§ Assignment
Pull out each line of the records holding the string "boolean".

▼

PR #8882, opened 2019-02-22
Further reduce ByteBuf checkAccessible() overhead

njhill:
Motivation:

Some profiles of grpc-java indicate that overhead from `AbstractByteBuf.checkAccessible()` is quite significant due the relatively fine-grained way that `ByteBuf`s are accessed by the http2 hpack logic (5-10% of an entire end-to-end roundtrip benchmark!)

This PR takes the great improvement done in #8266 a bit further, simpliyfing the non-volatile/best-effort check. I did not dig deep enough to see why the existing `internalRefCnt()` logic was relatively slower
given that it does appear to get inlined. One observation though is that the prior optimization wasn't applied to derived buffers (slices etc.) which presumably was an oversight - this would be fairly simple to fix without the rest of this change (by overriding/delegating `internalRefCnt`) but that wouldn't help with the non-derived case.

Modifications:

- Replace `AbstractByteBuf.internalRefCnt()` with an internal (package-private) `ByteBuf.isAccessible()` method; the default impl still checks for nonzero `refCnt()`
- Set `maxCapacity` to -1 upon deallocation in `AbstractRefCountedByteBuf`, and add a final override of `isAccessible()` which checks this
- Appropriately forward `isAccessible()` invocations in `AbstractDerivedByteBuf`/`WrappedByteBuf`/`SwappedByteBuf` (also final overrides)
- Have `CompositeByteBuf` set `numComponents` to -1 upon deallocation so that the existing component index checks done on most methods also serve to check accessibility
- Add `ByteBufAccessBenchmark` which is an extension of `UnsafeByteBufBenchmark` (maybe latter could now be removed)

This change is similar to @ejona86's suggestion in #8266 (making use of `maxCapacity`), and I'd also thought of "invalidating" the reader/writer indices upon deallocation and having existing bounds checks do double-duty where possible. That could be a worthwhile addition irrespective of whether `checkAccessible` is otherwise changed to be false by default, but decided to keep this iteration minimally invasive. A complication is that bounds checking logic is in `AbstractByteBuf` but the index-invalidation-upon-deallocate logic must live in `AbstractReferenceCountedByteBuf` meaning that some further rework would be needed to avoid breaking the checks for any third-party impls that extend `AbstractByteBuf` directly. It's also the case that not all of the bounds checks involve these fields (absolute ones currently only use `capacity()` which is impl-specific),

Results:

Non-negligible speedups, especially for `CompositeByteBuf` which is twice as fast in some cases.

Before:
```
Benchmark                              (bufferType)   Mode  Cnt
Score         Error  Units
ByteBufAccessBenchmark.setGetLong            UNSAFE  thrpt   30 242844273.620 ± 1778416.963  ops/s
ByteBufAccessBenchmark.setGetLong      UNSAFE_SLICE  thrpt   30 184970819.249 ± 1990964.278  ops/s
ByteBufAccessBenchmark.setGetLong              HEAP  thrpt   30 242099517.501 ± 2661438.140  ops/s
ByteBufAccessBenchmark.setGetLong         COMPOSITE  thrpt   30  76961466.906 ± 1318414.178  ops/s
ByteBufAccessBenchmark.setGetLong               NIO  thrpt   30 279181674.131 ± 2162611.704  ops/s
```

After:
```
Benchmark                              (bufferType)   Mode  Cnt
Score          Error  Units
ByteBufAccessBenchmark.setGetLong            UNSAFE  thrpt   30 285754526.496 ±  3292540.505  ops/s
ByteBufAccessBenchmark.setGetLong      UNSAFE_SLICE  thrpt   30 209794441.861 ±  1646039.479  ops/s
ByteBufAccessBenchmark.setGetLong              HEAP  thrpt   30 283203453.736 ±  1987854.916  ops/s
ByteBufAccessBenchmark.setGetLong         COMPOSITE  thrpt   30 155437066.991 ±  1492219.965  ops/s
ByteBufAccessBenchmark.setGetLong               NIO  thrpt   30 277362327.090 ±  3070532.642  ops/s
```

### DIFF
--- a/buffer/src/main/java/io/netty/buffer/AbstractByteBuf.java
+++ b/buffer/src/main/java/io/netty/buffer/AbstractByteBuf.java
@@ -94,11 +94,16 @@ public abstract class AbstractByteBuf extends ByteBuf {
 
     @Override
     public int maxCapacity() {
-        return maxCapacity;
+        return Math.abs(maxCapacity);
     }
 
     protected final void maxCapacity(int maxCapacity) {
         this.maxCapacity = maxCapacity;
+    }
+
+    // used only by AbstractRefCountedByteBuf
+    final int rawMaxCapacity() {
+        return maxCapacity;
     }
 
     @Override
@@ -280,16 +285,17 @@ public abstract class AbstractByteBuf extends ByteBuf {
         if (minWritableBytes <= writableBytes()) {
             return;
         }
+        int maxCap = maxCapacity();
         if (checkBounds) {
-            if (minWritableBytes > maxCapacity - writerIndex) {
+            if (minWritableBytes > maxCap - writerIndex) {
                 throw new IndexOutOfBoundsException(String.format(
                         "writerIndex(%d) + minWritableBytes(%d) exceeds maxCapacity(%d): %s",
-                        writerIndex, minWritableBytes, maxCapacity, this));
+                        writerIndex, minWritableBytes, maxCap, this));
             }
         }
 
         // Normalize the current capacity to the power of 2.
-        int newCapacity = alloc().calculateNewCapacity(writerIndex + minWritableBytes, maxCapacity);
+        int newCapacity = alloc().calculateNewCapacity(writerIndex + minWritableBytes, maxCap);
 
         // Adjust to the new capacity.
         capacity(newCapacity);
@@ -861,7 +867,7 @@ public abstract class AbstractByteBuf extends ByteBuf {
             return Unpooled.EMPTY_BUFFER;
         }
 
-        ByteBuf buf = alloc().buffer(length, maxCapacity);
+        ByteBuf buf = alloc().buffer(length, maxCapacity());
         buf.writeBytes(this, readerIndex, length);
         readerIndex += length;
         return buf;
@@ -1353,8 +1359,9 @@ public abstract class AbstractByteBuf extends ByteBuf {
             .append("(ridx: ").append(readerIndex)
             .append(", widx: ").append(writerIndex)
             .append(", cap: ").append(capacity());
-        if (maxCapacity != Integer.MAX_VALUE) {
-            buf.append('/').append(maxCapacity);
+        int maxCap = maxCapacity();
+        if (maxCap != Integer.MAX_VALUE) {
+            buf.append('/').append(maxCap);
         }
 
         ByteBuf unwrapped = unwrap();
@@ -1376,10 +1383,6 @@ public abstract class AbstractByteBuf extends ByteBuf {
 
     private static void checkRangeBounds(final int index, final int fieldLength, final int capacity) {
         if (isOutOfBounds(index, fieldLength, capacity)) {
-            if (capacity == -1) {
-                // special case: negative capacity implies buffer is deallocated
-                throw new IllegalReferenceCountException(0);
-            }
             throw new IndexOutOfBoundsException(String.format(
                     "index: %d, length: %d (expected: range(0, %d))", index, fieldLength, capacity));
         }
--- a/buffer/src/main/java/io/netty/buffer/AbstractByteBuf.java
+++ b/buffer/src/main/java/io/netty/buffer/AbstractByteBuf.java
@@ -1376,6 +1376,10 @@ public abstract class AbstractByteBuf extends ByteBuf {
 
     private static void checkRangeBounds(final int index, final int fieldLength, final int capacity) {
         if (isOutOfBounds(index, fieldLength, capacity)) {
+            if (capacity == -1) {
+                // special case: negative capacity implies buffer is deallocated
+                throw new IllegalReferenceCountException(0);
+            }
             throw new IndexOutOfBoundsException(String.format(
                     "index: %d, length: %d (expected: range(0, %d))", index, fieldLength, capacity));
         }
@@ -1437,17 +1441,9 @@ public abstract class AbstractByteBuf extends ByteBuf {
      * if the buffer was released before.
      */
     protected final void ensureAccessible() {
-        if (checkAccessible && internalRefCnt() == 0) {
+        if (checkAccessible && !isAccessible()) {
             throw new IllegalReferenceCountException(0);
         }
-    }
-
-    /**
-     * Returns the reference count that is used internally by {@link #ensureAccessible()} to try to guard
-     * against using the buffer after it was released (best-effort).
-     */
-    int internalRefCnt() {
-        return refCnt();
     }
 
     final void setIndex0(int readerIndex, int writerIndex) {
--- a/buffer/src/main/java/io/netty/buffer/AbstractReferenceCountedByteBuf.java
+++ b/buffer/src/main/java/io/netty/buffer/AbstractReferenceCountedByteBuf.java
@@ -64,10 +64,8 @@ public abstract class AbstractReferenceCountedByteBuf extends AbstractByteBuf {
     }
 
     @Override
-    int internalRefCnt() {
-        // Try to do non-volatile read for performance as the ensureAccessible() is racy anyway and only provide
-        // a best-effort guard.
-        return realRefCnt(nonVolatileRawCnt());
+    final boolean isAccessible() {
+        return maxCapacity() != -1;
     }
 
     @Override
@@ -133,6 +131,7 @@ public abstract class AbstractReferenceCountedByteBuf extends AbstractByteBuf {
         int rawCnt = nonVolatileRawCnt(), realCnt = toLiveRealCnt(rawCnt, decrement);
         if (decrement == realCnt) {
             if (refCntUpdater.compareAndSet(this, rawCnt, 1)) {
+                maxCapacity(-1);
                 deallocate();
                 return true;
             }
@@ -155,6 +154,7 @@ public abstract class AbstractReferenceCountedByteBuf extends AbstractByteBuf {
             int rawCnt = refCntUpdater.get(this), realCnt = toLiveRealCnt(rawCnt, decrement);
             if (decrement == realCnt) {
                 if (refCntUpdater.compareAndSet(this, rawCnt, 1)) {
+                    maxCapacity(-1);
                     deallocate();
                     return true;
                 }
--- a/buffer/src/main/java/io/netty/buffer/AbstractReferenceCountedByteBuf.java
+++ b/buffer/src/main/java/io/netty/buffer/AbstractReferenceCountedByteBuf.java
@@ -65,7 +65,7 @@ public abstract class AbstractReferenceCountedByteBuf extends AbstractByteBuf {
 
     @Override
     final boolean isAccessible() {
-        return maxCapacity() != -1;
+        return rawMaxCapacity() >= 0;
     }
 
     @Override
@@ -131,7 +131,7 @@ public abstract class AbstractReferenceCountedByteBuf extends AbstractByteBuf {
         int rawCnt = nonVolatileRawCnt(), realCnt = toLiveRealCnt(rawCnt, decrement);
         if (decrement == realCnt) {
             if (refCntUpdater.compareAndSet(this, rawCnt, 1)) {
-                maxCapacity(-1);
+                maxCapacity(-rawMaxCapacity());
                 deallocate();
                 return true;
             }
@@ -154,7 +154,7 @@ public abstract class AbstractReferenceCountedByteBuf extends AbstractByteBuf {
             int rawCnt = refCntUpdater.get(this), realCnt = toLiveRealCnt(rawCnt, decrement);
             if (decrement == realCnt) {
                 if (refCntUpdater.compareAndSet(this, rawCnt, 1)) {
-                    maxCapacity(-1);
+                    maxCapacity(-rawMaxCapacity());
                     deallocate();
                     return true;
                 }
--- a/buffer/src/main/java/io/netty/buffer/AbstractReferenceCountedByteBuf.java
+++ b/buffer/src/main/java/io/netty/buffer/AbstractReferenceCountedByteBuf.java
@@ -64,8 +64,8 @@ public abstract class AbstractReferenceCountedByteBuf extends AbstractByteBuf {
     }
 
     @Override
-    final boolean isAccessible() {
-        return rawMaxCapacity() >= 0;
+    boolean isAccessible() {
+        return rawMaxCapacity() > 0 || (rawMaxCapacity() == 0 && (nonVolatileRawCnt() & 1) == 0);
     }
 
     @Override
@@ -131,7 +131,7 @@ public abstract class AbstractReferenceCountedByteBuf extends AbstractByteBuf {
         int rawCnt = nonVolatileRawCnt(), realCnt = toLiveRealCnt(rawCnt, decrement);
         if (decrement == realCnt) {
             if (refCntUpdater.compareAndSet(this, rawCnt, 1)) {
-                maxCapacity(-rawMaxCapacity());
+                maxCapacity(-maxCapacity());
                 deallocate();
                 return true;
             }
@@ -154,7 +154,7 @@ public abstract class AbstractReferenceCountedByteBuf extends AbstractByteBuf {
             int rawCnt = refCntUpdater.get(this), realCnt = toLiveRealCnt(rawCnt, decrement);
             if (decrement == realCnt) {
                 if (refCntUpdater.compareAndSet(this, rawCnt, 1)) {
-                    maxCapacity(-rawMaxCapacity());
+                    maxCapacity(-maxCapacity());
                     deallocate();
                     return true;
                 }
--- a/buffer/src/main/java/io/netty/buffer/CompositeByteBuf.java
+++ b/buffer/src/main/java/io/netty/buffer/CompositeByteBuf.java
@@ -2123,6 +2123,11 @@ public class CompositeByteBuf extends AbstractReferenceCountedByteBuf implements
     }
 
     @Override
+    boolean isAccessible() {
+        return componentCount != -1;
+    }
+
+    @Override
     public ByteBuf unwrap() {
         return null;
     }
--- a/buffer/src/main/java/io/netty/buffer/CompositeByteBuf.java
+++ b/buffer/src/main/java/io/netty/buffer/CompositeByteBuf.java
@@ -470,8 +470,8 @@ public class CompositeByteBuf extends AbstractReferenceCountedByteBuf implements
     }
 
     private void checkComponentIndex(int cIndex) {
+        ensureAccessible();
         if (cIndex < 0 || cIndex > componentCount) {
-            ensureAccessible();
             throw new IndexOutOfBoundsException(String.format(
                     "cIndex: %d (expected: >= 0 && <= numComponents(%d))",
                     cIndex, componentCount));
@@ -479,8 +479,8 @@ public class CompositeByteBuf extends AbstractReferenceCountedByteBuf implements
     }
 
     private void checkComponentIndex(int cIndex, int numComponents) {
+        ensureAccessible();
         if (cIndex < 0 || cIndex + numComponents > componentCount) {
-            ensureAccessible();
             throw new IndexOutOfBoundsException(String.format(
                     "cIndex: %d, numComponents: %d " +
                     "(expected: cIndex >= 0 && cIndex + numComponents <= totalNumComponents(%d))",
@@ -1603,9 +1603,9 @@ public class CompositeByteBuf extends AbstractReferenceCountedByteBuf implements
      * Consolidate the composed {@link ByteBuf}s
      */
     public CompositeByteBuf consolidate() {
+        ensureAccessible();
         final int numComponents = componentCount;
         if (numComponents <= 1) {
-            ensureAccessible();
             return this;
         }
 
@@ -2118,13 +2118,11 @@ public class CompositeByteBuf extends AbstractReferenceCountedByteBuf implements
         for (int i = 0, size = componentCount; i < size; i++) {
             components[i].free();
         }
-        // allows us to omit explicit accessibility check in most cases
-        componentCount = -1;
     }
 
     @Override
     boolean isAccessible() {
-        return componentCount != -1;
+        return !freed;
     }
 
     @Override
--- a/buffer/src/main/java/io/netty/buffer/CompositeByteBuf.java
+++ b/buffer/src/main/java/io/netty/buffer/CompositeByteBuf.java
@@ -300,7 +300,7 @@ public class CompositeByteBuf extends AbstractReferenceCountedByteBuf implements
 
     @SuppressWarnings("deprecation")
     private Component newComponent(ByteBuf buf, int offset) {
-        if (checkAccessible && buf.refCnt() == 0) {
+        if (checkAccessible && !buf.isAccessible()) {
             throw new IllegalReferenceCountException(0);
         }
         int srcIndex = buf.readerIndex(), len = buf.readableBytes();
@@ -470,8 +470,8 @@ public class CompositeByteBuf extends AbstractReferenceCountedByteBuf implements
     }
 
     private void checkComponentIndex(int cIndex) {
-        ensureAccessible();
         if (cIndex < 0 || cIndex > componentCount) {
+            ensureAccessible();
             throw new IndexOutOfBoundsException(String.format(
                     "cIndex: %d (expected: >= 0 && <= numComponents(%d))",
                     cIndex, componentCount));
@@ -479,8 +479,8 @@ public class CompositeByteBuf extends AbstractReferenceCountedByteBuf implements
     }
 
     private void checkComponentIndex(int cIndex, int numComponents) {
-        ensureAccessible();
         if (cIndex < 0 || cIndex + numComponents > componentCount) {
+            ensureAccessible();
             throw new IndexOutOfBoundsException(String.format(
                     "cIndex: %d, numComponents: %d " +
                     "(expected: cIndex >= 0 && cIndex + numComponents <= totalNumComponents(%d))",
@@ -1603,9 +1603,9 @@ public class CompositeByteBuf extends AbstractReferenceCountedByteBuf implements
      * Consolidate the composed {@link ByteBuf}s
      */
     public CompositeByteBuf consolidate() {
-        ensureAccessible();
         final int numComponents = componentCount;
         if (numComponents <= 1) {
+            ensureAccessible();
             return this;
         }
 
@@ -2118,6 +2118,8 @@ public class CompositeByteBuf extends AbstractReferenceCountedByteBuf implements
         for (int i = 0, size = componentCount; i < size; i++) {
             components[i].free();
         }
+        // allows us to omit explicit accessibility check in most cases
+        componentCount = -1;
     }
 
     @Override
--- a/buffer/src/main/java/io/netty/buffer/WrappedCompositeByteBuf.java
+++ b/buffer/src/main/java/io/netty/buffer/WrappedCompositeByteBuf.java
@@ -424,11 +424,6 @@ class WrappedCompositeByteBuf extends CompositeByteBuf {
     }
 
     @Override
-    int internalRefCnt() {
-        return wrapped.internalRefCnt();
-    }
-
-    @Override
     public ByteBuf duplicate() {
         return wrapped.duplicate();
     }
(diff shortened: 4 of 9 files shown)


njhill:
The knock-on improvement to HPACK benchmarks is also evident:

Before:
```
Benchmark                     (limitToAscii)  (sensitive)  (size)   Mode  Cnt        Score       Error  Units
HpackDecoderBenchmark.decode            true         true   SMALL  thrpt   30   370410.796 ±  4110.021  ops/s
HpackDecoderBenchmark.decode            true         true  MEDIUM  thrpt   30    49068.535 ±   406.485  ops/s
HpackDecoderBenchmark.decode            true        false   SMALL  thrpt   30   350153.682 ±  5251.114  ops/s
HpackDecoderBenchmark.decode            true        false  MEDIUM  thrpt   30    48853.463 ±   496.576  ops/s
HpackDecoderBenchmark.decode           false         true   SMALL  thrpt   30  1731930.970 ± 13894.478  ops/s
HpackDecoderBenchmark.decode           false         true  MEDIUM  thrpt   30   493797.242 ±  6731.768  ops/s
HpackDecoderBenchmark.decode           false        false   SMALL  thrpt   30  1573771.081 ± 13874.584  ops/s
HpackDecoderBenchmark.decode           false        false  MEDIUM  thrpt   30   428455.157 ±  6313.333  ops/s
```

After:
```
Benchmark                     (limitToAscii)  (sensitive)  (size)   Mode  Cnt        Score       Error  Units
HpackDecoderBenchmark.decode            true         true   SMALL  thrpt   30   378633.144 ± 10188.415  ops/s
HpackDecoderBenchmark.decode            true         true  MEDIUM  thrpt   30    58525.564 ±   329.438  ops/s
HpackDecoderBenchmark.decode            true        false   SMALL  thrpt   30   371989.033 ±  3195.292  ops/s
HpackDecoderBenchmark.decode            true        false  MEDIUM  thrpt   30    59141.990 ±   438.444  ops/s
HpackDecoderBenchmark.decode           false         true   SMALL  thrpt   30  1963143.732 ± 16181.923  ops/s
HpackDecoderBenchmark.decode           false         true  MEDIUM  thrpt   30   571016.787 ±  5614.790  ops/s
HpackDecoderBenchmark.decode           false        false   SMALL  thrpt   30  1891541.810 ± 19540.314  ops/s
HpackDecoderBenchmark.decode           false        false  MEDIUM  thrpt   30   533891.353 ±  4803.908  ops/s
```

buffer/src/main/java/io/netty/buffer/AbstractByteBuf.java
```diff
@@ -1376,6 +1376,10 @@ protected final void checkIndex(int index, int fieldLength) {
 
     private static void checkRangeBounds(final int index, final int fieldLength, final int capacity) {
         if (isOutOfBounds(index, fieldLength, capacity)) {
+            if (capacity == -1) {
```
njhill: This check is required only for `PooledSlicedByteBuf` which performs a bounds check involving `maxCapacity` prior to accessibility check (and so would throw `IndexOutOfBoundsException` rather than `IllegalReferenceCountException` in the inaccessible case otherwise - failing some unit tests).

normanmaurer:
@njhill imho this change can not go into 4.1 as it would change semantics of `maxCapacity()` to not return the correct value anymore when deallocated.

normanmaurer:
@njhill as stated by you we should try to understand why this change is faster then what we had before as it should be the same speed imho... That said please provide a PR to fix the derived buffers :)

njhill:
@normanmaurer I thought that `maxCapacity()` would not really be meaningful for a deallocated buffer (in fact I thought all bets are off generally in this situation). For example, `PooledByteBuf`s reset this and the indicies when they are reused.

However I also can think of a trick to work around this, will push an update to see what you think. Worst case like you say I think there's some (possibly smaller) improvement here possible without relying on that field.

normanmaurer:
@njhill that's a good point that said I am still a bit afraid of the change here. I guess what you could do here is to make the value negative on release and then use `abs` when the user queries it. That said I still would love to understand why this is even needed as it theory the old behaviour should be good enough.

njhill:
@normanmaurer yep I already made the `abs` change, just want to benchmark before pushing it here. But I will open another PR regardless with related improvements that don't involve use of a different field. When I briefly tried this out before it appeared to give roughly half the gains.

normanmaurer:
@njhill any changes in the benchmark results after the abs change ? Also before pulling this in I would like to understand why this is needed and the current approach is slower. In theory I think it should not

buffer/src/main/java/io/netty/buffer/AbstractReferenceCountedByteBuf.java
```diff
@@ -133,6 +131,7 @@ private boolean release0(int decrement) {
         int rawCnt = nonVolatileRawCnt(), realCnt = toLiveRealCnt(rawCnt, decrement);
         if (decrement == realCnt) {
             if (refCntUpdater.compareAndSet(this, rawCnt, 1)) {
+                maxCapacity(-rawMaxCapacity());
```
normanmaurer: should we assert that this value will never be positive ?

buffer/src/main/java/io/netty/buffer/AbstractReferenceCountedByteBuf.java
```diff
@@ -155,6 +154,7 @@ private boolean retryRelease0(int decrement) {
             int rawCnt = refCntUpdater.get(this), realCnt = toLiveRealCnt(rawCnt, decrement);
             if (decrement == realCnt) {
                 if (refCntUpdater.compareAndSet(this, rawCnt, 1)) {
+                    maxCapacity(-rawMaxCapacity());
```
normanmaurer: should we assert that this value will never be positive ?

buffer/src/main/java/io/netty/buffer/WrappedCompositeByteBuf.java
```diff
@@ -1253,6 +1248,9 @@ public CompositeByteBuf discardSomeReadBytes() {
 
     @Override
     public final void deallocate() {
+        // this is to avoid overriding isAccessible(), so that it can be
+        // final in AbstractReferenceCountedByteBuf
+        maxCapacity(-rawMaxCapacity());
```
normanmaurer: should we assert that this value will never be positive ?

microbench/src/main/java/io/netty/buffer/ByteBufAccessBenchmark.java
```diff
@@ -0,0 +1,150 @@
...
+        bh.consume(buffer.readByte());
+        bh.consume(buffer.readByte());
+        bh.consume(buffer.readByte());
+        bh.consume(buffer.readByte());
+        bh.consume(buffer.readByte());
+    }
+
+    // doesn't seem to be possible to parameterize JVM args with JMH right now
+//  @Test
+//  public void runWithNoCheck() throws Exception {
```
normanmaurer: You can only be override:

```java
protected String[] jvmArgs() {
    return jvmArgs;
}
```

njhill: This applies to the entire run though, can't differ based on parameters.

njhill:
@normanmaurer benchmark with the `Math.abs` commit shows very little difference (possibly slightly slower). I agree this PR should still be considered tentative pending investigation/understanding of why it's necessary.

I've created a separate branch with some similar improvements to this one but avoiding use of `maxCapacity` - see cd26d4f394978da0ba58e04e3932ebb9e693cfc9. First benchmarks are similar to what I observed before: the gains are much smaller than those shown above for this PR. Some deeper analysis is needed I guess...

microbench/src/main/java/io/netty/buffer/ByteBufAccessBenchmark.java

▲

§ Result below
+    final boolean isAccessible() {
     final boolean isAccessible() {
-    final boolean isAccessible() {
+    boolean isAccessible() {
+    boolean isAccessible() {
     boolean isAccessible() {
@@ -133,6 +131,7 @@ private boolean release0(int decrement) {
@@ -155,6 +154,7 @@ private boolean retryRelease0(int decrement) {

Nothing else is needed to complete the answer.